* _Your task_: In the records below, some lines hold the word "Review". Copy each of those lines.

* _Data shown_:
PR #134, opened 2025-05-22
feat: add assessment filter logic CPLYTM-237 CPLYTM-760 CPLYTM-758 CPLYTM-757

jpower432:
## Summary

This PR encompasses all commits relating to the workspace Assessment Plan customization through control filtering.

## Related Issues

Closes to CPLYTM-237
Relates #127 
Relates to #132 

## Review Hints

- Review each commit individually
- To test, see the `planExample`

* _Your response_:
## Review Hints
- Review each commit individually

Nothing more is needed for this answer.